Please click the "HD" on the bottom right of the movie screen, then click play, Then click pause, and let it load fully ( it takes awhile to load, but unless you play it in "HD", it stutters, hiccups, and generally behaves badly...)

If it really won't play nice, it just might do better here, on YouTube:
[nomedia="http://www.youtube.com/watch?v=DSTPg0Q1HKA&list=UUUu1TZRe4CxYgXFO_D6WKQw&index=1&feature=plcp"]The FaeryBee - YouTube[/nomedia]


----------



## Passenger

That is beautiful


----------



## apolline

What a cute video. How nice of you to make it.


----------



## eduardo

That is the sweetest thing! Once again, Ollie has done an excellent job! Love it.


----------



## Shahzadi

What a sweet video, Deborah you were so cute 

As usual, you did an amazing job Ollie. :hug:


----------



## jane1888

OMG that was awesome something to keep forever i hope debs enjoyed it as much as i did you done an awesome job SPBudgie


----------



## FaeryBee

*Ollie did such a wonderful job with this movie that I am simply in awe of her creative talents.

I LOVE it and will unquestionably treasure it always!

With her permission, I've shared it with some of my friends and family members.
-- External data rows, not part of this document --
PR #9267, opened 2020-12-14
Plugin admin to use UTF-8 transformation for author/description

### LINKED ISSUE #9266: PluginAdmin doesn't show Unicode texts
### Description of the Issue
UTF8 json input from plugin list is not displayed properly in PluginAdmin

Input from https://github.com/notepad-plus-plus/nppPluginList/blob/master/src/pl.x86.json#L833
			"author": "João Rosa",

is displayed as shown below.

### Expected Behavior
João  should be displayed as shown also here. 

### Actual Behavior
grafik

### Debug Information
N++ 7.9.1

See
https://stackoverflow.com/questions/583562/json-character-encoding-is-utf-8-well-supported-by-browsers-or-should-i-use-nu
on utf8 support for json.

chcg:
Fix #9266

- use UTF-8 input transformation for plugin author and description
- rreverted (update nlohmann json to v3.9.1 with performance and security improvements)

grafik

### DIFF
--- a/PowerEditor/src/WinControls/PluginsAdmin/pluginsAdmin.cpp
+++ b/PowerEditor/src/WinControls/PluginsAdmin/pluginsAdmin.cpp
@@ -656,10 +656,10 @@ bool loadFromJson(PluginViewList & pl, const json& j)
 			pi->_displayName = wmc.char2wchar(valStr.c_str(), CP_ACP);
 
 			valStr = i.at("author").get<std::string>();
-			pi->_author = wmc.char2wchar(valStr.c_str(), CP_ACP);
+			pi->_author = wmc.char2wchar(valStr.c_str(), CP_UTF8);
 
 			valStr = i.at("description").get<std::string>();
-			pi->_description = wmc.char2wchar(valStr.c_str(), CP_ACP);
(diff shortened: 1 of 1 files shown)


sasumner (commented):
Why only author and description changed to CP_UTF8?

chcg:
Just to be conservative in the change and it is unlikely that unicode is used for http links, foldernames, sha256 key and the version.

sasumner:
@chcg Just FYI because it appears you didn't know:
If you put `Fix #xxxx` as the first line of your PR comments, it will automagically link it back to issue "xxxx"

chcg:
@sasumner Thanks for the hint. Indeed I was not aware of that.

donho:
@chcg 
Why do we need to update json.hpp ?

chcg:
The update of nlohmann json to v3.9.1 is not necessary for the GUI change,

donho:
@chcg 
Then please remove the update part - I will take in charge of the update of "json.hpp".

donho (changes requested):
Restore "json.hpp" as it was.

donho:
Thank you @chcg !

chcg:
> 
> 
> Restore "json.hpp" as it was.

Reverted to old json.hpp version.

donho (approved):

PR #9268, opened 2020-12-15
Make find in finder result's text direction follows the search results' one

donho:


donho:
https://github.com/notepad-plus-plus/notepad-plus-plus/commit/21e9239203fe734c24111edc29012deb364fdc5a

Issue #9254, opened 2020-12-12
Clipboard History text insertion does not respect current N++ tab line-ending type


sasumner:
### Description of the Issue
Data inserted into a document from the _Clipboard History_ panel does not have its line-ending types converted to the current documents line-ending type at the time of insertion, corrupting a document.

### Steps to Reproduce the Issue

1. Set the line-ending type of a N++ tab to `Unix (LF)` ; observe in status bar:
![image](https://user-images.githubusercontent.com/30118311/101984613-92a0e400-3c50-11eb-887e-b1aad57b6f11.png)
2. Create some data of multiple lines, which will appear as follows (when visible line-endings turned on):
![image](https://user-images.githubusercontent.com/30118311/101984560-376ef180-3c50-11eb-99fe-6f4eeb29d5b4.png)
3. Press Ctrl+a followed by Ctrl+c ; observe data has been remembered in the _Clipboard History_:
![image](https://user-images.githubusercontent.com/30118311/101984581-6b4a1700-3c50-11eb-81de-8fad140e9bd6.png)
4. Change line-ending type of the document to `Windows (CR LF)` ; observe in status bar:
![image](https://user-images.githubusercontent.com/30118311/101984646-bc5a0b00-3c50-11eb-87f0-72bcd4f31c65.png)
5. Observe data in tab now appears like this (when visible line-endings turned on):
![image](https://user-images.githubusercontent.com/30118311/101984676-deec2400-3c50-11eb-99f4-15d996419a67.png)
6. Move caret to start of line 2.
7. Double-click on the `abcdefghi` entry in the _Clipboard History_ panel to insert its data into the current document ; observe:
![image](https://user-images.githubusercontent.com/30118311/101984703-1f4ba200-3c51-11eb-87e2-828f57a8ab2c.png)

### Actual Behavior
After the insertion, the document becomes one of mixed-line-ending type, meaning that the document is corrupted.  This happens "silently" if the user is not operating with visible line-endings turned on.

### Expected Behavior
I expected, that just like any other paste, line-endings on the data are converted to the type of line-endings used by the document (and shown in the status bar) at the time of the paste.

### Debug Information
Notepad++ v7.9.1   (64-bit)
Build time : Nov  2 2020 - 01:07:46
Path : C:\\.............\npp.7.9.1.portable.x64\notepad++.exe
Admin mode : OFF
Local Conf mode : ON
OS Name : Windows 10 Enterprise (64-bit) 
[...]

PR #9271, opened 2020-12-15
Fixed line endings when pasting from clipboard history

Joseph-Flanagan-Umich:
In response to #9254, fixes EOL when pasting from clipboard history


sasumner:
It hasn't been decided yet if that is the correct way to handle it.
I'm not saying that won't end up being the way, but closing for now...

Issue #9255, opened 2020-12-12
[FR] Clipboard History text data should widen/shrink as panel widens/shrinks


sasumner:
### Description of the Issue

The default size of the _Clipboard History_ panel is well-suited to the size of its text data entries, example:
![image](https://user-images.githubusercontent.com/30118311/101985120-02fd3480-3c54-11eb-9b01-55499cbacc03.png)

However, when the panel is resized with the mouse in order to widen it and see more of the text data content, the panel widens but the data does not:
![image](https://user-images.githubusercontent.com/30118311/101985148-30e27900-3c54-11eb-96fd-4fcaad0324d6.png)

### Steps to Reproduce the Issue

1. Show the _Clipboard History_ panel via _Edit_ menu's _Clipboard History_ entry
2. Copy some data to the clipboard
3. Observe the data in the  _Clipboard History_ panel
4. Use the mouse to change the horizontal size of the  _Clipboard History_ panel

### Actual Behavior
Observe that the amount of data shown does not grow/shrink with the sizing of the panel.

### Expected Behavior
I expected to be shown more of the text data content, because otherwise the screen area of the panel is empty and wasted, and I as a user perhaps can't see some important part of the data I need.

### Debug Information
Notepad++ v7.9.1   (64-bit)
Build time : Nov  2 2020 - 01:07:46
Path : C:\\.............\npp.7.9.1.portable.x64\notepad++.exe
Admin mode : OFF
Local Conf mode : ON
OS Name : Windows 10 Enterprise (64-bit) 
OS Version : 1809
OS Build : 17763.1577
Current ANSI codepage : 1252
Plugins : mimeTools.dll NppConverter.dll NppExport.dll

PR #9274, opened 2020-12-16
Allowed clipboard history text to scale with panel

Joseph-Flanagan-Umich:
As requested by #9255 

Not sure if this is the best way. Also haven't been able to test on all resolutions. But this works for 1920 x 1080.

Let me know what I should do to further test this or if there is a better way.


sasumner:
I see "glitches" when using this PR and widening/reducing the Clipboard History panel:

Examples:

image

image

The window probably needs a horizontal scrollbar when the data is too wide to fit?

donho:
Please fix the glitch then redo another PR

Thank you again, Ollie, for investing so much of your time and effort to create such a wonderful tribute to my memories. :hug:*


----------



## Budgiekin

Oh wowy! That was so well done! I feel like we got to know you that much better Deb! Just beautiful. 


Sent from my iPad using Tapatalk


----------



## SPBudgie

SillieLillie9714 said:


> That is beautiful


Thank you!


----------



## SPBudgie

apolline said:


> What a cute video. How nice of you to make it.


Thanks so much!


----------



## SPBudgie

eduardo said:


> That is the sweetest thing! Once again, Ollie has done an excellent job! Love it.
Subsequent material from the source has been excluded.